WHAT YOU SHOULD DO: Copy, word for word, the lines of the entries below between the one with "I think that" and the one with "vinistock: Chruby is", inclusive, and leave out everything else.

INFORMATION SUPPLIED START

PR #48499, opened 2024-04-16
Feat/droprdown accessibility

### LINKED ISSUE #48132: Dropdown is missing critical accessibility attributes

Currently the Dropdown component does not meet WAI-ARIA standards for Menu Button Pattern (https://www.w3.org/WAI/ARIA/apg/patterns/menu-button/):

Specifically:
- The element with role button has aria-haspopup set to either menu or true.
- When the menu is displayed, the element with role button has aria-expanded set to true. When the menu is hidden, aria-expanded is set to false.
- The element that contains the menu items displayed by activating the button has role menu.
Optionally, the element with role button has a value specified for aria-controls that refers to the element with role menu.

And furthermore from the Menu and MenuBar Pattern (https://www.w3.org/WAI/ARIA/apg/patterns/menubar/), though neither of these roles are used in Dropdown, it can be reasonably deduced that in Dropdown, the element with role=button should accept an aria-label prop to assist those with screen readers properly identifying it.

The Dropdown component currently does accept an aria-label prop, but it does not seem to actually get applied anywhere in the DOM structure.

Most of the above is satisfied by internal definitions, but the Dropdown component must expose an aria-label prop that maps to the aria-label attribute on the element that has role=button.

KirilCycle:
### 🤔 This is a ...
- [x] accessibility improvement

### 🔗 Related issue link
Fix #48132

### 📝 Changelog

| Language   | Changelog |
| ---------- | --------- |
| 🇺🇸 English |  I added all needed attributes to dropdown components, and now dropdown menu can be opened by space or enter,  keypress |
| 🇨🇳 Chinese |           |

### DIFF
--- a/components/dropdown/dropdown.tsx
+++ b/components/dropdown/dropdown.tsx
@@ -199,19 +199,10 @@ const Dropdown: CompoundedComponent = (props) => {
       child.props.className,
     ),
     disabled,
-    onFocus: (event: Event) => {
-      const targetElement = event.target as HTMLElement;
-
-      const handleKeyPress = (e: KeyboardEvent) => {
+    onKeyDown: (e: KeyboardEvent) => {
         if (e.key === 'Enter' || e.code === 'Space') {
-          targetElement.removeEventListener('keypress', handleKeyPress);
           onInnerOpenChange(true)
-        }
       };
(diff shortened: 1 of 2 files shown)


KirilCycle (commented):
Is that okay that dropdown need additional tab press to focus on first menu element ?

PR #77, opened 2022-05-04
Run bundle add with group=development

vinistock:
A tiny improvement: when prompting for adding the `ruby-lsp` to the bundle, we weren't using `group=development` as an option.

We don't want the gem to be added to all groups, so we better scope it to development.

### DIFF
--- a/src/client.ts
+++ b/src/client.ts
@@ -123,7 +123,7 @@ export default class Client {
     );
 
     if (response === "Run bundle add and install") {
-      await this.execInPath("bundle add ruby-lsp");
+      await this.execInPath("bundle add ruby-lsp --group=development");
       await this.execInPath("bundle install");
       return false;
     }


KaanOzkan (approved):

vinistock:
I don't think there's a need for deleting the group information. We use it in [Tapioca](https://github.com/Shopify/tapioca/blob/main/Gemfile) and it seems to work fine.

st0012:
Not saying it'd break anything if not deleted. But I think it's relatively rare to see gems having the `development` group (at least not in [Rails](https://github.com/rails/rails/blob/main/Gemfile), [Sinatra](https://github.com/sinatra/sinatra/blob/master/Gemfile), [ruby/debug](https://github.com/ruby/debug/blob/master/Gemfile), nor in the gems [I maintain](https://github.com/getsentry/sentry-ruby/blob/master/sentry-ruby/Gemfile)). And in those cases, leaving the development group information will cause confusion, so I'd delete it.

PR #79, opened 2022-05-05
Prompt users to remove rubocop-lsp if present

vinistock:
Now that the `ruby-lsp` supports all features from the `rubocop-lsp`, we can help users cleanup their apps by prompting them to remove the gem.

This PR does two things
1. Inverts the order of the gem checks. Bundle list actually fails if gems aren't installed, so we should do `bundle check` first
2. Adds a prompt if `rubocop-lsp` is a part of the bundle

### Manual tests

1. Start the plugin on this branch
2. On the opened window, select a project that has the `rubocop-lsp` installed
3. Verify you get prompted

### DIFF
--- a/src/client.ts
+++ b/src/client.ts
@@ -68,7 +68,7 @@ export default class Client {
   }
 
   async start() {
-    if ((await this.gemMissing()) || (await this.gemNotInstalled())) {
+    if ((await this.gemNotInstalled()) || (await this.gemMissing())) {
       return;
     }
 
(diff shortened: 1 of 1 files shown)


src/client.ts
```diff
@@ -108,6 +108,19 @@ export default class Client {
   private async gemMissing(): Promise<boolean> {
     const bundledGems = await this.execInPath("bundle list");
 
+    if (bundledGems.includes("rubocop-lsp")) {
+      vscode.window.showErrorMessage(
+        "The rubocop-lsp gem has been replaced by the ruby-lsp.",
+        {
+          modal: true,
+          detail:
+            "Please, remove the rubocop-lsp and add ruby-lsp to your Gemfile",
```
egiurleo, line 117: This is an extreme nitpick but I think we should remove the comma after `Please`.

egiurleo (approved):

src/client.ts
vinistock: I changed it so that it displays the warning and then continues to check for the `ruby-lsp`. If it's not in the `Gemfile`, it'll still prompt people to add it to the bundle.

PR #85, opened 2022-05-16
Remove plugin order dependency from telemetry

vinistock:
### Motivation

Originally, we were trying to load the private telemetry API when activating the extension and then, if the command was present, telling the server that telemetry was enabled.

However, this approach is brittle because it makes the telemetry depend on the load order of the plugins. If a private metrics plugin is loaded after the Ruby LSP plugin, then the command will not have been registered yet and we fail to inform the server that there is a telemetry API.

### Implementation

I believe the most robust option is to have the server always push `telemetry/event` notifications (removing the concept of enabling the server telemetry).

Then here, on the plugin side, we try to initialize the metrics API object via the command when trying to send metrics. If we're unable to get an API object after 5 attempts, then it probably means there is no private metrics plugin and we can stop re-trying.

### DIFF
--- a/src/telemetry.ts
+++ b/src/telemetry.ts
@@ -22,6 +22,7 @@ class DevelopmentApi implements TelemetryApi {
 
 export class Telemetry {
   private api?: TelemetryApi;
+  private initializationAttempts = 0;
 
   constructor(context: vscode.ExtensionContext, api?: TelemetryApi) {
     if (context.extensionMode === vscode.ExtensionMode.Development && !api) {
@@ -31,23 +32,29 @@ export class Telemetry {
     }
   }
 
-  async initialize() {
+  async sendEvent(event: TelemetryEvent) {
+    if (await this.initialize()) {
+      return this.api!.sendEvent(event);
+    }
+  }
+
+  private async initialize(): Promise<boolean> {
+    if (this.initializationAttempts > 5) {
+      return false;
+    }
+
     try {
-      this.api = await vscode.commands.executeCommand(
-        "ruby-lsp.getPrivateTelemetryApi"
-      );
+      if (!this.api) {
+        this.api = await vscode.commands.executeCommand(
+          "ruby-lsp.getPrivateTelemetryApi"
+        );
+        this.initializationAttempts++;
+      }
+
+      return Boolean(this.api);
     } catch (_error) {
       // Do nothing if no telemetry api is available
+      return false;
     }
-  }
-
-  async sendEvent(event: TelemetryEvent) {
-    if (this.api) {
-      return this.api.sendEvent(event);
-    }
-  }
-
-  enabled(): boolean {
-    return Boolean(this.api);
   }
 }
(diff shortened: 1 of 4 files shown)


src/telemetry.ts
```diff
@@ -29,23 +30,29 @@ export class Telemetry {
...
   }
 
-  async initialize() {
-    try {
-      this.api = await vscode.commands.executeCommand(
-        "ruby-lsp.getPrivateTelemetryApi"
-      );
-    } catch (_error) {
-      // Do nothing if no telemetry api is available
+  async sendEvent(event: TelemetryEvent) {
```
egiurleo, line 33: This approach makes sense to me overall, but I have a question - if we're moving the call to `initialize` inside the `sendEvent` method, why do we need to check for the telemetry API five times? Shouldn't all the APIs be loaded at this point if they exist? (Or maybe I'm misunderstanding the order of operations.)

vinistock: My idea was to not keep trying to execute the command forever, if someone is using the Ruby LSP without a private metrics plugin attached.

We know that the command will be loaded within 5 tries, so if we can't find the command after that, it's probably because the user doesn't have a metrics plugin - and not because it hasn't been loaded yet.

Morriar: Can't we check in `vscode.extensions.all` if the extension is there instead and keep trying if we found it? Or maybe this list would not be up-to-date if the extension is not loaded?

vinistock: That would remove the ability of other developers/companies adding their own private metrics plugin, as we wouldn't know the extension name or identifier.

Morriar: With the current approach, isn't there a change we're going to reach the limit before the other extension loads? What if I have 5 tabs opened already? Wouldn't I risk sending 5 `didOpen` events before the other extension loads?

Morriar: > Maybe we should just try to execute the command every time?

Would that be a noticeable overhead? Do we have a way to measure it?

vinistock: I don't think so. That's what Sorbet does and it doesn't seem to have a big impact. I'll switch the implementation.

src/telemetry.ts
```diff
@@ -31,23 +31,24 @@ export class Telemetry {
...
+  private async initialize(): Promise<boolean> {
+    try {
+      if (!this.api) {
+        this.api = await vscode.commands.executeCommand(
+          "ruby-lsp.getPrivateTelemetryApi"
+        );
+      }
+
+      return Boolean(this.api);
+    } catch (_error) {
```
Morriar, line 49: Should we be more precise regarding the of errors we swallow here?

vinistock: Is that possible in JavaScript?

Morriar: Kind of: https://developer.mozilla.org/en-US/docs/Web/JavaScript/Reference/Statements/try...catch#conditional_catch-blocks

PR #151, opened 2022-07-11
Document version managers, commands and configurations

vinistock:
Improve our documentation about supported version managers, configurations and commands.

### DIFF
--- a/README.md
+++ b/README.md
@@ -14,9 +14,9 @@ Search for `ruby-lsp` in the extensions tab and click install.
 
 **Note**
 
-For this extension to properly start the Ruby LSP server, the right Ruby version must be activated or else it can't find
-the right gems. Currently, auto activation is only supported for `shadowenv`, but support will be added for other Ruby
-version managers soon.
+For this extension to properly start the Ruby LSP server, the right Ruby version for the project being worked on must be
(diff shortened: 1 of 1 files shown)


README.md
```diff
@@ -4,14 +4,49 @@
 
 ![Build Status](https://github.com/Shopify/vscode-ruby-lsp/workflows/CI/badge.svg)
 
-# vscode-ruby-lsp
```
st0012, line 7: I prefer to keep the old name. `Ruby LSP` is same as the actual `ruby-lsp`'s, which is confusing.

Or let's make it `Ruby LSP (VS Code extension)`?

README.md
```diff
@@ -4,14 +4,49 @@
...
 
 ## Usage
 
 Search for `ruby-lsp` in the extensions tab and click install.
 
+**Note**
+
+For this extension to properly start the Ruby LSP server, the right Ruby version must be activated or else it can't find
+the right gems. Currently, auto activation is only supported for `shadowenv`, but support will be added for other Ruby
+version managers soon.
```
adisonlampert, line 19: This might be a dumb q, but how do you figure out "the right Ruby version"?

adisonlampert (approved):

PR #167, opened 2022-07-25
Auto-restart the LSP on .rubocop.yml config changes

vinistock:
If the RuboCop configuration changes, then we have to restart the LSP to reload the diagnostics and formatting runners. Otherwise, we keep processing files using the old configuration.

### DIFF
--- a/src/client.ts
+++ b/src/client.ts
@@ -177,7 +177,7 @@ export default class Client {
 
   private registerAutoRestarts() {
     this.createRestartWatcher("Gemfile.lock");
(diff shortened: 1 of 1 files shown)


src/client.ts
```diff
@@ -177,6 +177,7 @@ export default class Client {
 
   private registerAutoRestarts() {
     this.createRestartWatcher("Gemfile.lock");
+    this.createRestartWatcher(".rubocop.yml");
```
Morriar, line 180: Should we also restart if a config file changed (or was added/removed) in a sub-directory?

PR #202, opened 2022-08-25
Add inlay hint support

RyanBrushett:
Necessary for the client to support inlay hints!


RyanBrushett:
See https://github.com/Shopify/ruby-lsp/issues/55

RyanBrushett:
Thanks for the review! Check it out @vinistock, this what you had in mind?

PR #226, opened 2022-09-15
Add support for chruby

vinistock:
First step towards #157

Add support for chruby. I'm proposing that we make the version manager and path to executable configurable, since trying to guess those can become quite messy.

For the chruby activation, we
1. Read the `.ruby-version` file to figure out which version to activate
2. Source the chruby script
3. Invoke the chruby script with the version we read
4. Echo all of the relevant environment variables. This is so that we can capture the results and insert them into the nodejs environment (otherwise all environment variable changes made by chruby are not applied to the parent process)

### Manual tests

1. On this branch, change your configuration to use chruby
```jsonc
"rubyLsp.rubyVersionManager": {
  "manager": "chruby",
  "path": "/opt/homebrew/opt/chruby/chruby.sh" // Find the actual path in your machine
}
```
2. Start the extension with F5 on the `ruby-lsp` repo
3. Verify you get an error prompt because no `.ruby-version` file exists
4. Create a `.ruby-version` file with some Ruby version (e.g.: `2.7.6`)
5. Reload the extension
6. Verify no errors pop up this time
7. In the output tab for the Ruby LSP, verify you get warnings about pattern matching being experimental (which are only printed in Ruby 2.7 and demonstrates that we selected the correct version)

### DIFF
--- a/src/ruby.ts
+++ b/src/ruby.ts
@@ -1,0 +1,73 @@
+import { exec } from "child_process";
+import { promisify } from "util";
+import * as fs from "fs";
+
+import * as vscode from "vscode";
+
+const asyncExec = promisify(exec);
+const asyncReadFile = promisify(fs.readFile);
+
+export class Ruby {
+  private workingFolder: string;
+  private managerConfiguration: { [key: string]: string };
+
+  constructor() {
+    this.workingFolder = vscode.workspace.workspaceFolders![0].uri.fsPath;
+
+    this.managerConfiguration = vscode.workspace
+      .getConfiguration("rubyLsp")
+      .get("rubyVersionManager")!;
+  }
+
+  async activateRuby() {
+    switch (this.managerConfiguration.manager) {
+      case "chruby":
+        await this.activateChruby();
+        break;
+      default:
+        await this.activateShadowenv();
+        break;
+    }
+  }
+
+  async activateShadowenv() {
+    await vscode.extensions
+      .getExtension("shopify.vscode-shadowenv")
+      ?.activate();
+  }
+
+  async activateChruby() {
+    if (!fs.existsSync(`${this.workingFolder}/.ruby-version`)) {
+      vscode.window.showErrorMessage(
+        "Attempted to activate chruby environment, but no .ruby-version file was found."
+      );
+      return;
+    }
+
+    if (!fs.existsSync(this.managerConfiguration.path)) {
+      vscode.window.showErrorMessage(
+        `Attempted to activate chruby environment, but the path provided does not exist (${this.managerConfiguration.path}).`
+      );
+      return;
+    }
+
+    const rubyVersion = await asyncReadFile(
+      `${this.workingFolder}/.ruby-version`
+    );
+
+    try {
+      const result = await asyncExec(
+        `source ${this.managerConfiguration.path} &&
+         chruby "${rubyVersion.toString().trim()}" &&
+         ruby -rjson -e "puts JSON.dump(ENV.to_h)"`
+      );
+
+      // eslint-disable-next-line no-process-env
+      process.env = JSON.parse(result.stdout);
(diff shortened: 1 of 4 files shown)


src/ruby.ts
```diff
@@ -0,0 +1,83 @@
...
+        chruby "${rubyVersion.toString().trim()}" &&
+        echo "RUBY_ROOT=$RUBY_ROOT" &&
+        echo "RUBY_ENGINE=$RUBY_ENGINE" &&
+        echo "RUBYOPT=$RUBYOPT" &&
+        echo "PATH=$PATH" &&
+        echo "GEM_HOME=$GEM_HOME" &&
+        echo "GEM_ROOT=$GEM_ROOT" &&
+        echo "GEM_PATH=$GEM_PATH" &&
+        echo "RUBY_VERSION=$RUBY_VERSION"`
+      );
```
paracycle, line 69: Would it make more sense to somehow diff the environment before and after running `chruby` so that we can do all the same changes on `process.env`, instead of keeping a list of env variables we know will change?

I am thinking that we can do a `process.env` before calling this script, and we can do a `ruby -rjson -e "puts JSON.dump(ENV.to_h)"` inside the script (since Ruby should be properly setup now) and JSON parse the output of that in the JS script, so that we can compare the two envs and apply changes.

That could also be a reusable thing to apply around anything like this.

src/ruby.ts
```diff
@@ -0,0 +1,83 @@
...
+      return;
+    }
+
+    if (!fs.existsSync(this.managerConfiguration.path)) {
+      vscode.window.showErrorMessage(
+        `Attempted to activate chruby environment, but the path provided does not exist (${this.managerConfiguration.path}).`
+      );
+      return;
+    }
```
paracycle, line 50: Can we not make the `path` optional and expect to find it on the default path? I imagine that if someone is using `chruby` to manage their Ruby versions, they would have it properly setup and running `chruby <version>` would just work.

src/ruby.ts
```diff
@@ -0,0 +1,83 @@
...
+      .get("rubyVersionManager")!;
+  }
+
+  async activateRuby() {
+    switch (this.managerConfiguration.manager) {
+      case "chruby":
+        await this.activateChruby();
+        break;
+      default:
+        this.activateShadowenv();
```
paracycle, line 28: I think we want to `await` this method as well, since activate(): [Thenable](https://code.visualstudio.com/api/references/vscode-api#Thenable)<[T](https://code.visualstudio.com/api/references/vscode-api#T)>, `Extension<T>.activate` returns a promise (`Thenable<T>`) and if we return immediate, we would never be waiting for the activation to be finished.

I think that was our earlier problem and we needed to add a small delay to compensate for that.

vinistock: I've tried awaiting, but we still need the delay. There might be an `await` missing somewhere in vscode-shadowenv. I added the await anyways, but we'll keep the delay.

src/ruby.ts
vinistock: Chruby is installed in different paths on Linux and macos, so we'd need to look it up based on the architecture.

Also, I'm not sure the nodejs will inherit `chruby`, since it's not an executable. It's a bash function defined when you source the `chruby.sh` script. You think we don't need to source it and it should just work?

src/ruby.ts
paracycle: Hmm, it seems we don't even need to diff anything, we can just inherit the environment from the script:
```ts
const result = await asyncExec(`.....; ruby -rjson -e "puts JSON.dump(ENV.to_h)"`);
process.env = JSON.parse(result.stdout);
```

st0012 (approved):

paracycle (approved):
Amazing, thanks for finding a way to get this done with minimal config ❤️

PR #232, opened 2022-09-23
Automate release

vinistock:
Attempt to fully automate the release of our VS Code extensions.

This GitHub action can only be triggered manually and accepts a version as an input in the format `0.1.2`. It will then
- Use `sed` to change the version in `package.json`
- Commit the changes and push to main
- Create a tag based on main using the selected version
- Push the tags
- Create a GitHub release using the recently created tag

Creating the GitHub release will trigger the [publish action](https://github.com/Shopify/vscode-ruby-lsp/blob/main/.github/workflows/publish.yml), which then packages the extension and publishes in the marketplace.

If this works, then releasing our extensions becomes just a matter of triggering the workflow with the desired version.

### DIFF
--- a/.github/workflows/release.yml
+++ b/.github/workflows/release.yml
@@ -1,0 +1,46 @@
+name: Release
+
+on:
+  workflow_dispatch:
+    inputs:
+      version:
+        description: "The version to be released in the format X.Y.Z"
+        required: true
+        type: string
+
+jobs:
+  publish:
+    runs-on: ubuntu-latest
+
+    steps:
+      - uses: actions/checkout@v3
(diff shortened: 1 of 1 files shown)


.github/workflows/release.yml
```diff
@@ -0,0 +1,46 @@
+name: Release
```
KaanOzkan, line 1: We already have a action named `Release` it could cause issues https://github.com/Shopify/vscode-ruby-lsp/blob/main/.github/workflows/publish.yml#L1

KaanOzkan (approved):

PR #251, opened 2022-10-12
Make gem update prompt quieter

egiurleo:
The Ruby LSP will prompts users to update the gem if it isn't already up-to-date with an intrusive pop-up. This has been distracting and confusing users. Instead, we can implement this functionality via an unobtrusive addition to the status bar. When the user clicks the button in the status bar, it will update the gem for them automatically and then disappear.

Screen Recording 2022-10-12 at 1 56 15 PM


src/client.ts
```diff
@@ -144,6 +142,20 @@ export default class Client {
     await this.start();
   }
 
+  async updateGem(): Promise<void> {
```
egiurleo, line 145: One question I had while making this PR is how much of the functionality to include in the client vs in the `extension.ts` file. In the end, I chose to implement the state in the client and the display in `extension.ts`. Happy to change it and put all the functionality back in the client if that works better!

src/extension.ts
```diff
@@ -28,3 +31,36 @@ export async function deactivate(): Promise<void> {
...
+
+async function activateGemOutdatedButton(context: vscode.ExtensionContext) {
+  const commandId = "updateOutdatedGem";
+
+  gemOutdatedButton = vscode.window.createStatusBarItem(
+    vscode.StatusBarAlignment.Left,
+    0
+  );
+
+  gemOutdatedButton.text = "$(plug) Update Ruby LSP";
```
egiurleo, line 43: I chose a little plug icon because it looks like this extension's logo! Let me know what you think.

Screen Shot 2022-10-12 at 2 03 01 PM

src/extension.ts
```diff
@@ -28,3 +31,36 @@ export async function deactivate(): Promise<void> {
...
+  gemOutdatedButton.tooltip =
+    "The Ruby LSP gem is not up-to-date. Press this button to install the latest version of the gem.";
+  gemOutdatedButton.command = commandId;
+
+  context.subscriptions.push(
+    vscode.commands.registerCommand(commandId, async () => {
+      await client.updateGem();
+      await updateGemOutdatedButton();
```
egiurleo, line 51: If the gem is successfully updated, this will hide the button from the status bar so it's no longer bothering the user.

src/bundler.ts
```diff
@@ -0,0 +1,28 @@
+import { exec } from "child_process";
```
egiurleo, line 1: @vinistock Is this what you were envisioning when you mentioned a `bundler.ts` file?

egiurleo: (And assuming you like this pattern I can make a follow up PR moving all the other bundler methods in here)

src/extension.ts
```diff
@@ -28,3 +31,38 @@ export async function deactivate(): Promise<void> {
...
+  gemOutdatedButton.command = commandId;
+
+  context.subscriptions.push(
+    vscode.commands.registerCommand(commandId, async () => {
+      await updateGem();
+      await updateGemOutdatedButton(gemOutdatedButton);
+    })
+  );
+
+  updateGemOutdatedButton(gemOutdatedButton);
```
egiurleo, line 55: @vinistock I know you mentioned inlining these methods but I really didn't want to write out the exact same code twice, so I'm passing the button to the method instead of having it be a global variable. Let me know if this works okay for you.

src/bundler.ts
```diff
@@ -0,0 +1,28 @@
...
+    await execInPath("bundle outdated ruby-lsp");
+  } catch {
+    return true;
+  }
+
+  return false;
+}
+
+export async function updateGem(): Promise<void> {
+  await execInPath("bundle update ruby-lsp --conservative");
```
vinistock, line 19: I know this is not related to this PR, but can you please remove the conservative flag? I realized that if we updated the syntax_tree requirement, using conservative actually fails. Now that we're no longer putting the update window in people's faces, I think it's safe to use a regular update.

src/extension.ts
```diff
@@ -28,3 +31,38 @@ export async function deactivate(): Promise<void> {
...
+
+  gemOutdatedButton.text = "$(plug) Update Ruby LSP";
+  gemOutdatedButton.tooltip =
+    "The Ruby LSP gem is not up-to-date. Press this button to install the latest version of the gem.";
+  gemOutdatedButton.command = commandId;
+
+  context.subscriptions.push(
+    vscode.commands.registerCommand(commandId, async () => {
+      await updateGem();
+      await updateGemOutdatedButton(gemOutdatedButton);
```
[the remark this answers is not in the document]
vinistock: We can use the same technique used [here](https://github.com/Shopify/vscode-ruby-lsp/pull/253), with a progress indicator.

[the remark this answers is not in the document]
egiurleo: That's so cool! I added the progress indicator. You can see it in the GIF in the README. If the gem updates successfully, the button will disappear from the status bar. If it doesn't (there's an error or the gem is pinned on an old version) then the button will remain.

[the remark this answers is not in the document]
vinistock: We could inspect the output of running bundle install and if it contains the message `Tried to update ruby-lsp, but ...` then we use the progress indicator to inform them of it. Something like

```typescript
(progress) => {
  if (output.includes("blah blah")) {
    progress.report({ message: "Could not update the ruby-lsp gem. Is the version in the Gemfile pinned?" })
  }
}
```

vinistock (approved):

rafaelfranca (approved):

src/extension.ts
```diff
@@ -28,3 +31,50 @@ export async function deactivate(): Promise<void> {
...
+    "The ruby-lsp gem is not up-to-date. Press this button to install the latest version of the gem.";
+  gemOutdatedButton.command = commandId;
+
+  context.subscriptions.push(
+    vscode.commands.registerCommand(commandId, async () => {
+      gemOutdatedButton.text = "$(loading~spin) Updating Ruby LSP";
+      const result = await updateGem();
+
+      if (result.stderr.length > 0) {
+        gemOutdatedButton.text = "$(close) Ruby LSP Update Failed";
```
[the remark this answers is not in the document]
egiurleo: Actually no this feels correct to me. The three states of this button are:
- `Update Ruby LSP`
- `Updating Ruby LSP`
- `Ruby LSP Update Failed`

Maybe `Failed to update Ruby LSP`? What do you think?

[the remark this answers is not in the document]
Morriar: It just caught my eye. If it's intended, let's merge 👍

INFORMATION SUPPLIED END

TASK OUTPUT:
I think that was our earlier problem and we needed to add a small delay to compensate for that.

vinistock: I've tried awaiting, but we still need the delay. There might be an `await` missing somewhere in vscode-shadowenv. I added the await anyways, but we'll keep the delay.

src/ruby.ts
vinistock: Chruby is installed in different paths on Linux and macos, so we'd need to look it up based on the architecture.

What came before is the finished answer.